Event Talks
About the speaker
Ihab Ilyas is a professor of Computer Science at the University of Waterloo and co-founder of Tamr | https://cs.uwaterloo.ca/~ilyas/
About the talk
"Data scientists spend big chunk of their time preparing, cleaning, and transforming raw data before getting the chance to feed this data to their well-crafted models.
Despite the efforts to build robust predication and classification models, data errors still the main reason for having low quality results. This massive labor-intensive exercises to clean data remain the main impediment to automatic end-to-end AI pipeline for Data Science.
In this talk, I focus on data prep and cleaning as an inference problem, which can be automated by leveraging modern abstractions in ML.

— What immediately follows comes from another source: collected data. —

PR #1315, opened 2018-11-21
Remove audit based stats

### LINKED ISSUE #1314: Remove audit based statistics
Since we provide new possibilities with periodic tasks and the event counter to have great statistics, we should remove the simple statistics that were done using audit log, matplotlib and pandas.
They have not been used anyways.
The pandas package blew up the UCS packages to over 80 MBs.

cornelinux:
Completely remove the statistics that are audit based
and are using matplotlib and pandas.

Closes #1314


cornelinux:
This pull request is now managed with CodeReviewHub. <a href='https://github.com/privacyidea/privacyidea/pull/1315'>Refresh</a>.<a href='#crh-update-none'></a>

privacyidea/static/components/audit/controllers/auditControllers.js
```diff
@@ -128,10 +116,4 @@ myApp.controller("auditController", function (AuditFactory, $scope,
         return true;
     };
```
fredreichbier: I'm not really sure, but I think ``openDate`` can be removed too because it is unused now?

cornelinux: I think you are right. Removed it in d2c62ab

PR #1351, opened 2018-12-20
Add check for client_component

### LINKED ISSUE #1347: Bug in Two Step Enrollment Key
Upon Token Enrollment, once the user scans the QR Code,  privacyIDEA Authenticator generates the key.
privaycyIDEA server is supposed to validate the entire key as a whole.

But there is bug, wherein if the key generated in Authenticator is 12 character long, privacyIDEA accepts any character in the end. 

For example if authenticator generates the key as AAA-BBB-CCC-DDD, but if user enters the key in privacyIDEA window as AAA-BBB-CCC-DD**E** its accepted and OTP works.

cornelinux:
Closes #1347


cornelinux:
This pull request is now managed with CodeReviewHub. <a href='https://github.com/privacyidea/privacyidea/pull/1351'>Refresh</a>.<a href='#crh-update-none'></a>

I will describe the HoloClean framework, a scalable prediction engine for structured data. The framework has multiple successful proof of concepts with cleaning census data, market research data, and insurance records. The pilots with multiple commercial enterprises showed a significant boost to the quality of source (training) data before feeding them to downstream analytics.
HoloClean builds two main probabilistic models: a data generation model (describing how data was intended to look like); and a realization model (describing how errors might be introduced to the intended clean data). The framework uses few-shot learning, data augmentation, and self supervision to learn the parameters of these models, and use them to predict both error and their possible repairs."